In containment zones, people who are symptomatic with or asymptomatic but are direct and high-risk contacts of a confirmed COVID-19 case are eligible for this test. In addition, a high-risk asymptomatic person with underlying comorbidities, or an individual seeking hospitalization for surgery/procedure can be tested in a hospital setting. Also, the healthcare individuals, or any person who is at high risk may benefit from this test.

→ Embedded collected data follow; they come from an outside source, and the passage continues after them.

PR #529, opened 2024-08-22
Cards EX

Guantol-Lemat:
- Added Hidden field to Cards
- Added Weight filed to Cards
- Added Custom Availability Condition to Cards.


ConnorForan:
So, in regards to the custom availability conditions, since that involves holding onto a reference to a lua function on the C++ side

What happens when the mod that added that condition reloads, via luamod? Does the function get garbage collected, or does it get maintained by the C++ side?

Sylmir:
When you create a Lua-C reference to an object O through luaL_ref, you get an integer R. R is a key in the Lua registry, and O is associated to R in the registry, increasing its reference count by 1. This means the object cannot be garbage collected until the reference is freed (with luaL_unref). 

In the context where you get a reference to a function, I don't know how Lua preserves the environment of the function, in particular if it acts as a closure.

ConnorForan:
Yeah, that was one of my concerns, if this function reference existing could potentially preserve a bunch of a mod's tables in memory between luamods (due to preserving the environment of the function), as that could both potentially lead to the function no longer working as expected, or just simply taking up lua memory by preserving a mod's table/data.

True, you could expect mods to also re-set the condition function on reload anyway, which would circumvent the issue (assuming we do indeed free the reference from our side properly), but this still feels like a valid thing to consider with this.

Sylmir:
I'm writing a small test to see what happens, I'll keep you updated

Sylmir:
After some checks, it is possible to leak memory with this code, so I suggest putting a small disclaimer in the documentation. You need to be looking for the issue though, by registering a function that is actually a closure inside another function. So I'd say it's a non issue

ConnorForan:
Yeah, after chatting with Sylmir a little bit, this is probably not a big concern, there is the possibility of leaks or weird behaviour if these types of function references are mismanaged but (at least for this situation) it could likely only be a problem for the mod responsible, and probably would not cause any real issues otherwise. I'm not too worried about it anymore, just wanted to make sure we understood what could happen.

A couple of things I will note though:

- It seems like right now if the lua code errors, it will make the card not available due to returning false? Maybe it should return true instead so that we act as if the custom condition function was not there at all (and fall back to just the basegame's IsAvailable)

- The current changes are adding the changelogs to 1.0.11c, which was already released. I did a push today that created a new section in the changelog for whatever the next update will be, so you should sync up to head again and move your changelogs up to 1.x.x

PR #538, opened 2024-09-03
Reworked MC_POST_PICKUP_SELECTION

Guantol-Lemat:
- Passes requiredVariant, requiredSubType and rng as additional parameters
- Allows an additional 3rd argument to be returned in order to specify wether or not the callback should proceed as an Additive Callback or return the result early like in vanilla.


repentogon/resources/scripts/main_ex.lua
```diff
@@ -447,7 +447,7 @@ local typecheckWarnFunctions = {
 		["table"] = checkTableSizeFunction(4)
 	},
 	[ModCallbacks.MC_POST_PICKUP_SELECTION] = {
-		["table"] = checkTableSizeFunction(2)
+		["table"] = checkTableTypeFunction({ "integer", "integer", "boolean"})
```
ConnorForan, line 450: Does this trigger a warning if you don't provide the boolean?

Guantol-Lemat: No, it doesn't, tough now that I've checked it seems that neither this, nor the previous function, actually trigger a warning if you pass less than the specified arguments, only if you pass more (and in the current case if you pass an argument that does not match the specified type).

PR #545, opened 2024-09-12
Fixed -1 runeChance in reworked GetCardEx

Guantol-Lemat:
- Properly handle the case of -1 runeChance in the new GetCardEx
- Removed a duplicate operation that added RUNE_SHARD to the RunePool


Sylmir:
Looks good to me

PR #551, opened 2024-09-26
PRE/POST_ENTITY_SET_COLOR

Syntax-Sculptor:


repentogon/LuaInterfaces/CustomCallbacks.cpp
```diff
@@ -4313,21 +4313,21 @@ HOOK_METHOD(ItemPool, ForceAddPillEffect, (int32_t ID)->int) {
...
-	};
+	lua::LuaResults result = lua::LuaCaller(L).push(callbackid)
+		.pushnil()
+		.push(ID)
+		.push(ret)
+		.call(1);
+};
 
-	return ret;
+return ret;
```
ConnorForan: What's with the diffs up here? Accidental?

repentogon/LuaInterfaces/CustomCallbacks.cpp
```diff
@@ -4392,6 +4392,58 @@ HOOK_METHOD(Game, RestoreState, (GameState* gameState, bool startGame) -> void)
...
+			.push(fadeOut)
+			.push(share)
+			.call(1);
+
+		if (!result) {
+			if (lua_isboolean(L, -1) && !lua_toboolean(L, -1)) {
+				return;
+			}
+			else if (lua_isuserdata(L, -1)) {
+				color = lua::GetUserdata<ColorMod*>(L, -1, lua::Metatables::COLOR, "Color");
```
ConnorForan: @Sylmir , I'm curious about some specifics of how memory gets managed when we receive userdata from lua like this.

If someone initializes a new Color object from lua DURING this callback and returns it, could that Color get garbage collected since there are no more references to it on the lua side? Maybe it persists so long as its still on the lua stack where we got it from, but if so how long is it safe to use? Within the scope of the current LuaStackProtector or something?

My concern is whether it is unsafe to receive a new Color pointer from lua here, and then pass it along to super and another callback below.

Maybe it is fine but I wanna understand who's maintaining ownership of this object in this case.

repentogon/LuaInterfaces/CustomCallbacks.cpp
Syntax-Sculptor: > What's with the diffs up here? Accidental?

oh. i think visual studio's formatter messed  up. i will fix it.

repentogon/LuaInterfaces/CustomCallbacks.cpp
Sylmir: Objects on the stack still have a reference pointing towards them, the stack itself. I don't have a definitive proof of that, but I can make the following observation : luaL_newtable (and lua_newtable) both create a new table that is pushed on the stack, and tables are subject to garbage collection. I'm also expecting Lua to handle this case in a more natural way than, say, C or (especially) C++ would. 

As to the validity of the object, we need to distinguish two things that can be considered the object here : the userdata itself, and the object represented by the userdata. What I mean here is the following: what is the type of the userdata ? Is the userdata a Color*, as-in we allocated a full Color object, therefore the size of the userdata is sizeof(Color) ? Or is it a Color**, as-in we allocated a Color through new / malloc and stored the returned pointer inside a userdata ? 

If the userdata is a full object, a Color, then the validity of the Color itself is bound by the presence of the userdata on the stack. As soon as the userdata is no longer on the stack, you can no longer safely use the Color.

If the userdata is a reference to a Color, i.e. the userdata stores a pointer to a Color, then the Color itself is valid until you free it. The userdata is no longer safe to use because its content may change if memory gets reused afterwards, but the pointer and the Color pointed by the pointer remain valid.

Sylmir: Considering the LuaResults is declared inside this if, the stack will get cleaned up when we exit this if, so be careful. In particular the value of `color` in the next if will be in an unstable state considering it may or may not have been changed by this part of the function

ConnorForan: Thanks for the insight, Sylmir!

@Syntax-Sculptor I think we should make a local copy of the color we get back from lua, in case the color we got back is unsafe to use after the lua stack is cleaned up.

If an override color was provided, we pass a pointer to that to super and to the post callback. Otherwise we continue to use the original color.

PR #559, opened 2024-10-06
vanilla tweaks: add a launch flag to skip archived file checksumming

im-tem:
This pull request provides a new `-skipchecksum` launch parameter which makes the game skip a block of code for performing checksum generation and validation, leading to a massive startup time boost. It is opt-in to avoid potential issues that could arise from a checksum mismatch.
Archive read speed comparison on my machine with NVMe SSD (using times provided by the log entry, avg over three consecutive launches):
without the flag - (8930+9035+7869)/3 -> 8611ms
with the flag - (1270+1265+1262)/3 -> 1266ms

Shaving seven whole seconds is rather huge I'd say.


im-tem:
did anyone test this? should be safe to merge but still

PR #561, opened 2024-10-07
ImGuiWindowFlags

BabyblueSheep:
Adds `ImGui.GetWindowFlags(string WindowId)` and `ImGui.SetWindowFlags(string WindowId, int flags)` for adding window flags to windows.
Additionally, adds an `ImGuiWindowFlags` enum and a window + number input in `test_imgui.lua` for testing window flags.


wofsauge (approved):
looks good to me

PR #577, opened 2024-10-26
imgui: downgrade to opengl2 impl

im-tem:
This branch contains a commit that replaces the OpenGL 3 implementation of Dear ImGui with its' OpenGL 2 counterpart. May fix rendering issues on old GPUs. Not tested beyond confirmation of it functioning on OpenGL 4.6 capable hardware.


im-tem:
Creating a new rendering context may not be the best approach, it would be better to find the aspect of the game's context that messes with imgui's rendering and try resolving that instead.

im-tem:
this commit tries an entirely different approach under the assumption that a system stuck with opengl 2.x will not be able to access any opengl 3.x+ attributes, implying that opengl 2 imgui should render fine. may be wrong but worth trying on real hardware.

im-tem:
Superseded by https://github.com/TeamREPENTOGON/REPENTOGON/commit/a9fd33458251b039c80f65693a9b5e6e1fe54a68

PR #168, opened 2019-05-03
Ensure indirect calls with duplicate types check correctly

### LINKED ISSUE #158: Calling call_indirect with argument and with a function defined prior to type definitions will cause exception
I discovered a backtrace when calling `call_indirect` in a much more complicated program but simplified it down to the following reproducer:

```
(module $calli

  (table funcref (elem $fn0 $fn1))

  ;; Must have a function before the types to trigger the issue
  (func $early_fn (param $arg i32) (result i32) (i32.const 0))

  (type $fnT0 (func (param i32) (result i32)))
  (type $fnT1 (func (result i32)))

  (func $fn0 (param $arg i32) (result i32) (i32.const 0))
  (func $fn1 (result i32) (i32.const 0))

  (func $main0 (drop (call_indirect (type $fnT0) (i32.const 0) (i32.const 0))))
  (func $main1 (drop (call_indirect (type $fnT1) (i32.const 1))))

  ;; This causes a backtrace
  (export "_start0" (func $main0))

  ;; This does not cause a backtrace
  (export "_start1" (func $main1))

  ;; Default _start (for wasmtime)
  (export "_start" (func $main0))
)
```

Here is how the problem manifests:

```
$ /opt/lucet/bin/lucetc-wasi -o calli.so calli.wasm
$ RUST_BACKTRACE=1 /opt/lucet/bin/lucet-wasi --entrypoint _start0 calli.so
thread 'main' panicked at 'lucet-wasi runtime error: Runtime fault: FaultDetails { fatal: false, trapcode: Some(BadSignature), rip_addr: 139639523104562, rip_addr_details: Some(AddrDetails { in_module_code: true, file_name: Some("/mal/wasm/calli.so"), sym_name: Some("guest_func__start0") }) }', lucet-wasi/src/main.rs:196:23
stack backtrace:
   0: std::sys::unix::backtrace::tracing::imp::unwind_backtrace
             at src/libstd/sys/unix/backtrace/tracing/gcc_s.rs:39
   1: std::sys_common::backtrace::_print
             at src/libstd/sys_common/backtrace.rs:70
   2: std::panicking::default_hook::{{closure}}
             at src/libstd/sys_common/backtrace.rs:58
             at src/libstd/panicking.rs:200
   3: std::panicking::default_hook
             at src/libstd/panicking.rs:215
   4: std::panicking::rust_panic_with_hook
             at src/libstd/panicking.rs:478
   5: std::panicking::continue_panic_fmt
             at src/libstd/panicking.rs:385
   6: std::panicking::begin_panic_fmt
             at src/libstd/panicking.rs:340
   7: lucet_wasi::main
   8: std::rt::lang_start::{{closure}}
   9: std::panicking::try::do_call
             at src/libstd/rt.rs:49
             at src/libstd/panicking.rs:297
  10: __rust_maybe_catch_panic
             at src/libpanic_unwind/lib.rs:92
  11: std::rt::lang_start_internal
             at src/libstd/panicking.rs:276
             at src/libstd/panic.rs:388
             at src/libstd/rt.rs:48
  12: main
  13: __libc_start_main
  14: _start
$ RUST_BACKTRACE=1 /opt/lucet/bin/lucet-wasi --entrypoint _start1 calli.so
$ wasmtime calli.wasm
```

Note that calling the `_start1` entrypoint doesn't not cause the problem only calling `_start0` will trigger the problem. Also, wasmtime is able to call the `_start1` entrypoint without issue.

The problem appears to be triggered by a combination of two things. The first is a `call_indirect` call that has an argument to use with the called function (`_start0`). Using call_indirect without the argument does not trigger the issue (`_start1`). The second necessary part to trigger this is that there must be a function (`early_fn`) declared prior to the definition of the two types. If that function is omitted or moved below the type definition then the problem does not reproduce.

awortman-fastly:
This PR smushes (technical word) duplicate types together behind a single `UniqueSignatureIndex`, then uses that to typecheck `call_indirect`, to comply with the wasm spec (and fix #158) on what constitutes a permissible indirect call.

We now pass both the `call_indirect` and `func` spectests! :tada:

### DIFF
--- a/lucetc/src/decls.rs
+++ b/lucetc/src/decls.rs
@@ -5,7 +5,7 @@ use crate::module::ModuleInfo;
 pub use crate::module::{Exportable, TableElems};
 use crate::name::Name;
 use crate::runtime::{Runtime, RuntimeFunc};
-use cranelift_codegen::entity::{EntityRef, PrimaryMap};
+use cranelift_codegen::entity::{entity_impl, EntityRef, PrimaryMap};
 use cranelift_codegen::ir;
 use cranelift_codegen::isa::TargetFrontendConfig;
 use cranelift_module::{Backend as ClifBackend, Linkage, Module as ClifModule};
@@ -20,11 +20,18 @@ use lucet_module_data::{
 };
 use std::collections::HashMap;
 
+/// UniqueSignatureIndex names a signature after collapsing duplicate signatures to a single
+/// identifier, whereas SignatureIndex is directly what the original module specifies, and may
+/// specify duplicates of types that are structurally equal.
+#[derive(Copy, Clone, PartialEq, Eq, Hash, PartialOrd, Ord, Debug)]
+pub struct UniqueSignatureIndex(u32);
+entity_impl!(UniqueSignatureIndex);
+
 #[derive(Debug)]
 pub struct FunctionDecl<'a> {
     pub import_name: Option<(&'a str, &'a str)>,
     pub export_names: Vec<&'a str>,
-    pub signature_index: SignatureIndex,
+    pub signature_index: UniqueSignatureIndex,
     pub signature: &'a ir::Signature,
     pub name: Name,
 }
@@ -101,7 +108,8 @@ impl<'a> ModuleDecls<'a> {
         for ix in 0..info.functions.len() {
             let func_index = FuncIndex::new(ix);
             let exportable_sigix = info.functions.get(func_index).unwrap();
-            let signature = info.signatures.get(exportable_sigix.entity).unwrap();
+            let inner_sig_index = info.signature_mapping.get(exportable_sigix.entity).unwrap();
+            let signature = info.signatures.get(*inner_sig_index).unwrap();
             let name = if let Some((import_mod, import_field)) = info.imported_funcs.get(func_index)
             {
                 let import_symbol = bindings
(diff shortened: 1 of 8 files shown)


lucetc/src/decls.rs
```diff
@@ -347,12 +368,12 @@ impl<'a> ModuleDecls<'a> {
         }
     }
 
-    pub fn get_module_data(&self) -> ModuleData {
+    pub fn get_module_data(&self) -> Result<ModuleData, LucetcError> {
```
pchickey: Just curious why this was changed to be fallible. The current method body doesn't ever throw an error.

lucetc/src/module.rs
```diff
@@ -106,7 +111,22 @@ impl<'a> ModuleEnvironment<'a> for ModuleInfo<'a> {
...
         );
-        self.signatures.push(sig);
+
+        let mut maybe_match_key: Option<UniqueSignatureIndex> = None;
+
+        for (k, v) in self.signatures.iter() {
+            if v == &sig {
+                maybe_match_key = Some(k);
+            }
+        }
```
pchickey: I would use `find` for this, its short circuiting (stops iterating after a match) and shorter: https://doc.rust-lang.org/std/iter/trait.Iterator.html#method.find

awortman-fastly: `find` is definitely better (and is what i wanted - i thought it wasn't there for some reason)

lucetc/src/decls.rs
awortman-fastly: ugh. shouldn't be, here. I had some conflict resolution issues with another branch (adding types to module data, where it's technically possible that cranelift declares a signature to us that isn't representable with wasm types)

kanaka:
I reported #158 and have built and verified that this branch addresses the problem I was seeing.

awortman-fastly:
@kanaka thank you for confirming this fixes your issue!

ICMR’s advisory on COVID-19 testing strategy in India includes routine surveillance in containment zones and screening at points of entry with Rapid Antigen Test (RAT) and RT-PCR or TrueNAT and CBNAAT, in order of priority. All symptomatic people with influenza like illness (ILI), including healthcare workers and frontline workers, and asymptomatic individual who are direct and high-risk contacts (in family and workplace), including elderly ≥65 years of age, immunocompromised people, and those with co-morbidities, of a laboratory confirmed case need to be tested once between day 5 and day 10 of coming into contact. Ideally all people living in a containment zone are tested by RAT, particularly in areas where there has been widespread transmission of COVID-19 infection. In hospital setting, rapid antigen test and RT-PCR are recommended for asymptomatic patients undergoing surgical/non-surgical procedures, and pregnant women in/near labor who are hospitalized for delivery. In all cases, if symptoms develop following a negative RAT test, a repeat RAT or RT-PCR is recommended.
To be the devil’s advocate, while the switch to rapid antigen testing by so many states in India may satisfy performance targets and meet public demand for more testing, they do run a real risk of not revealing the true extent of the outbreak, unless backed up by continued PCR testing!